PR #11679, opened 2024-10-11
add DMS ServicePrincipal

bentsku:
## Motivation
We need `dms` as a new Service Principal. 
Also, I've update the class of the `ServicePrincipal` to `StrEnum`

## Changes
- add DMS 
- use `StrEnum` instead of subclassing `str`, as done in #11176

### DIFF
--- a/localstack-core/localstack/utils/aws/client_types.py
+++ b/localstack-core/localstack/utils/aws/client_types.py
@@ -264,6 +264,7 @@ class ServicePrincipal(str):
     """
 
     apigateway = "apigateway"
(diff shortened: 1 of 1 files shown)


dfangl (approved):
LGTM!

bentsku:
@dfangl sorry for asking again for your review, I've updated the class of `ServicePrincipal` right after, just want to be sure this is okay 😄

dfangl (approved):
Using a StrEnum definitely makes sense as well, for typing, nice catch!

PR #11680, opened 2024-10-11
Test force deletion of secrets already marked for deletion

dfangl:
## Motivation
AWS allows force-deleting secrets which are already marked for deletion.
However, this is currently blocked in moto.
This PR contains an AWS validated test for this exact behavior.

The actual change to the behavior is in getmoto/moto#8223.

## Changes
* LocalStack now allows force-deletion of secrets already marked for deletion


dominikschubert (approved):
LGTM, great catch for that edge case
--
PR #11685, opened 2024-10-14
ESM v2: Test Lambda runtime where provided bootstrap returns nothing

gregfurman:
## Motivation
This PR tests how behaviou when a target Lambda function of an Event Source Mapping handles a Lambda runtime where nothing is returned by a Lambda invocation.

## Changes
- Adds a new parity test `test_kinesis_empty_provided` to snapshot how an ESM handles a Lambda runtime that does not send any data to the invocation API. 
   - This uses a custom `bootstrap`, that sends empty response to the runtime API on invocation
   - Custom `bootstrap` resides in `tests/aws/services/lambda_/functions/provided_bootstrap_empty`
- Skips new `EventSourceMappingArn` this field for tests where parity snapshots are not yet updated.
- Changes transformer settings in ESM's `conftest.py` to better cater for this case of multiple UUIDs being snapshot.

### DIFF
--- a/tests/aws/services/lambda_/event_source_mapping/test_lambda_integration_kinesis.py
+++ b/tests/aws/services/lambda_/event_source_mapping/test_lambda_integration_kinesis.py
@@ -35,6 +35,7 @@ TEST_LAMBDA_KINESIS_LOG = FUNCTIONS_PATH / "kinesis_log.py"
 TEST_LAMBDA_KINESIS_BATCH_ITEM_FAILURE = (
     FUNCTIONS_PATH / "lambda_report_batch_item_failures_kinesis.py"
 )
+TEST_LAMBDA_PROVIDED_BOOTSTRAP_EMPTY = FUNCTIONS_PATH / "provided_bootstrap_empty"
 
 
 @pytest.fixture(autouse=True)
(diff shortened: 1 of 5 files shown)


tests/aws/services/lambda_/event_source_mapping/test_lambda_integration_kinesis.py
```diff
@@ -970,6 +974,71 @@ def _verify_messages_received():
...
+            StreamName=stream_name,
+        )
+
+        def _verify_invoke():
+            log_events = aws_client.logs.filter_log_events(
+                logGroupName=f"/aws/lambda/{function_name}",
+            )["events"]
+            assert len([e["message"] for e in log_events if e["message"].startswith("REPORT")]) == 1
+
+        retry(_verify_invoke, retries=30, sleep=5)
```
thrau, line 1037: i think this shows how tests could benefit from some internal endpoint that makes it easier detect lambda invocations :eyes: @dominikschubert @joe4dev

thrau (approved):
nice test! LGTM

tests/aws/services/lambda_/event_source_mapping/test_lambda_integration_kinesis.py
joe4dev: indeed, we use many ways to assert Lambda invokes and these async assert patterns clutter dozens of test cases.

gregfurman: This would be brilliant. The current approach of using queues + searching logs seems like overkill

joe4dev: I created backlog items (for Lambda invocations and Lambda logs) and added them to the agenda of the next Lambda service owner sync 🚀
--
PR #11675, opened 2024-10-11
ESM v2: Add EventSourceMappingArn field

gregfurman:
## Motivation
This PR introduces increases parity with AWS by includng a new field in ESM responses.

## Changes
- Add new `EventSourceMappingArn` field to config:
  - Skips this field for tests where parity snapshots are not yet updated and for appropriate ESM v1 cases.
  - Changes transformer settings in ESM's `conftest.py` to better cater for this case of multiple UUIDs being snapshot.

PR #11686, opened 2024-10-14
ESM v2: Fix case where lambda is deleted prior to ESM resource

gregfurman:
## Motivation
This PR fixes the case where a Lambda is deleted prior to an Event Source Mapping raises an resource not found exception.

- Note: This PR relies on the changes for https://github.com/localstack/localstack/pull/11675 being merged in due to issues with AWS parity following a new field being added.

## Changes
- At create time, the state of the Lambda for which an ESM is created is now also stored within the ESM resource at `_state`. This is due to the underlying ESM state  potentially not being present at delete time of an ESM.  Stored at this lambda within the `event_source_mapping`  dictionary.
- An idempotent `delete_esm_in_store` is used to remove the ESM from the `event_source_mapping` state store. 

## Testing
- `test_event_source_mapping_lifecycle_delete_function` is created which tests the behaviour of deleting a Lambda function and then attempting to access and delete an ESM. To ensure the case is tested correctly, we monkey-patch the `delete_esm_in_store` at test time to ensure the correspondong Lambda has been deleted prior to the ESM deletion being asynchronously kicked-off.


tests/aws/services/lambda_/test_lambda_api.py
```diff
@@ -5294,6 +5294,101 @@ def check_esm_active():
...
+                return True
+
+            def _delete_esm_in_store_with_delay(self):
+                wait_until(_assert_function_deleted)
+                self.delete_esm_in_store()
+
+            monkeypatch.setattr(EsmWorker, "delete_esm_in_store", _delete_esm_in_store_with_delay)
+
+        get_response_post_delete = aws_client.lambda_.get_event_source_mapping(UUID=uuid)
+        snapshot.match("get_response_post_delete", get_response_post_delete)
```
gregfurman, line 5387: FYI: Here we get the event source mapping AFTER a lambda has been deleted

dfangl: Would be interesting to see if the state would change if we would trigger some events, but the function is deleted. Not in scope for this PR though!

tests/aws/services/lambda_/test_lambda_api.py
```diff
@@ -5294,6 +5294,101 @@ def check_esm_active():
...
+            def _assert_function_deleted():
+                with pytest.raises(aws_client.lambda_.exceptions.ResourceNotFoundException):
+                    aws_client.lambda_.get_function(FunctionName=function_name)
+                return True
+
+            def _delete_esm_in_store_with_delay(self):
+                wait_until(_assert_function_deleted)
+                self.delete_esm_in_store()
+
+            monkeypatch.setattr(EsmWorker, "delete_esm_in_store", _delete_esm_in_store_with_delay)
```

> [INSTRUCTIONS FOR THE TASK]: From the records above, retype only the lines starting at the line that contains "This PR contains" and ending at the line that contains "LGTM, great catch for that edge case", both included.

> [YOUR RESPONSE]:
This PR contains an AWS validated test for this exact behavior.

The actual change to the behavior is in getmoto/moto#8223.

## Changes
* LocalStack now allows force-deletion of secrets already marked for deletion


dominikschubert (approved):
LGTM, great catch for that edge case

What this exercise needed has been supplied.